Fitch estimates the MTA has $2.9 billion in additional borrowing capacity following its sale of $450 million of bond anticipation notes to the Federal Reserve’s Municipal Liquidity Facility in August.
"As this latest downgrade indicates, the MTA borrowing from the Fed's MLF program should be seen as a 'bridge loan' rather than a substitute for federal emergency aid," said Rachael Fauss, senior research analyst for the good-government group Reinvent Albany. "Federal emergency aid for the MTA remains crucial so that service cuts can be avoided and capital work can continue — both of which are essential to the long-term recovery of the New York City region.

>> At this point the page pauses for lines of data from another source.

PR #1228, opened 2016-06-17
add build cop tools

lavalamp:
@eparis @mikedanese

### DIFF
--- a/mungegithub/build-cop/emergency.sh
+++ b/mungegithub/build-cop/emergency.sh
@@ -1,0 +1,37 @@
+#!/bin/bash
+
+# Copyright 2016 The Kubernetes Authors All rights reserved.
+#
+# Licensed under the Apache License, Version 2.0 (the "License");
+# you may not use this file except in compliance with the License.
+# You may obtain a copy of the License at
+#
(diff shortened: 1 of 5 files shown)


mungegithub/build-cop/emergency.sh
```diff
@@ -0,0 +1,35 @@
...
+# distributed under the License is distributed on an "AS IS" BASIS,
+# WITHOUT WARRANTIES OR CONDITIONS OF ANY KIND, either express or implied.
+# See the License for the specific language governing permissions and
+# limitations under the License.
+
+set -o errexit
+set -o nounset
+set -o pipefail
+
+STOP=${1:-"stop"}
```
mikedanese: what are the other options?

lavalamp: "resume"-- there's a message that prints it below.

lavalamp: You can also do "status" but I don't think that's useful so I didn't bother
to print it.

lavalamp:
I pushed a change to get rid of the sleep, which was buggy (of course).

lavalamp:
I guess no one is going to review this-- I'm merging. Tired of switching branches to get these tools.

PR #3010, opened 2019-04-11
Rebase reshceduler to distroless

yuwenma:
This is part of the effort described in kep kubernetes/enhancements#900
Comparing to busybox, Distroless can mitigate the influence due to CVE issues.

Since the rescheduler doesn't have heavy dependencies (only calls rescheduler), this should be a safe move.


bsalamat (commented):
@yuwenma Rescheduler is deprecated and decommissioned since K8s 1.12. K8s priority and preemption is the new mechanism that removed the need to have Rescheduler. So, we no longer deploy Rescheduler. Given that, do we still need this change?

yuwenma:
@bsalamat I see. If so, I'll close the PR (the rebasing is targeting the timeline for the v1.15 release). Thanks for the explanation.

PR #3011, opened 2019-04-16
fix absend response by adding small delay in zookeeper check scripts

langemar:
Running the pipes will close nc after sending commands immediately, which might not let zk time to respond to the request. Given a small delay fix false positives.

Not waiting for the response will (in case of zkOk) result in a lot of failing liveness probes and will restart the pod unnecessarily.


langemar:
CLA

PR #731, opened 2019-06-28
Stability Fixes

themadprofessor:
Fix some potential NULL derefs and out-of-bounds reads.


lucaderi (changes requested):
IMHO if you put them at the beginning of the file, people accessing flow->something will still access a pointer that is invalid after the last packet has been processed. I don't like this patch. Please explain why it is good

themadprofessor:
The null checks are at the start of functions which already had null checks interspersed within them. Having the null checks early means minimal processing is done if the flow is null. If the flow is null, it doesn't matter which packet it is as there is no flow to work with.

lucaderi:
Thank you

"Further, the MTA should work with the Fed and congressional leaders such as Senator [Charles] Schumer to seek lower rates and extension of the MLF program beyond Dec 31, so that the MTA can borrow more slowly as needed."
New York State has also authorized the MTA, through 2022, to borrow up to $10 billion to fund operating costs.
“The more efficient way to finance in the long run would be to tax and then spend. We’re not going to do that, so then we fall back into the ‘what else can we do?’, ” board member Norman Brown said on last week’s Volcker Alliance webcast about infrastructure spending.
The specter of public-private partnerships looms, Brown said.
“It’s inserting itself in the discussion because of the failure of government to finance these things. This is sort of the sound of government drowning in a bathtub.”
Brown also noted the interest among foreign pension funds in U.S. infrastructure. “It’s almost as if we’re a sitting target, since we’re unable to tax, they can come in with their actual pension funds that are under some level of pressure in the U.S., to fund things that our governments can no longer fund.”
As of Oct. 19, the MTA reported $5.24 billion in liquidity to cover operating costs with what Fitch estimated is a burn-rate of roughly $300 million per week. Liquidity resources include $2.05 billion of cash, $1.85 billion of undrawn or unspent commercial bank lines of credit, with the MTA authorized to solicit up to an additional $1 billion in bank facilities, pending market conditions.
It also has $1.17 billion of internal available flexible funds, and $174 million in other post-employment benefit, or OPEB, reserves. According to Fitch, the reported cash position is net of amounts set aside to fund the upcoming November transportation revenue bond debt service payments.
While the MTA received $4 billion of the $25 billion transit agencies received under the CARES Act that passed in March, Congress is gridlocked about further rescue aid with a national election looming.
The MTA, whose board will meet Wednesday, will present its calendar 2021 and four-year financial plan at next month's board meeting. The board will act on that plan in December.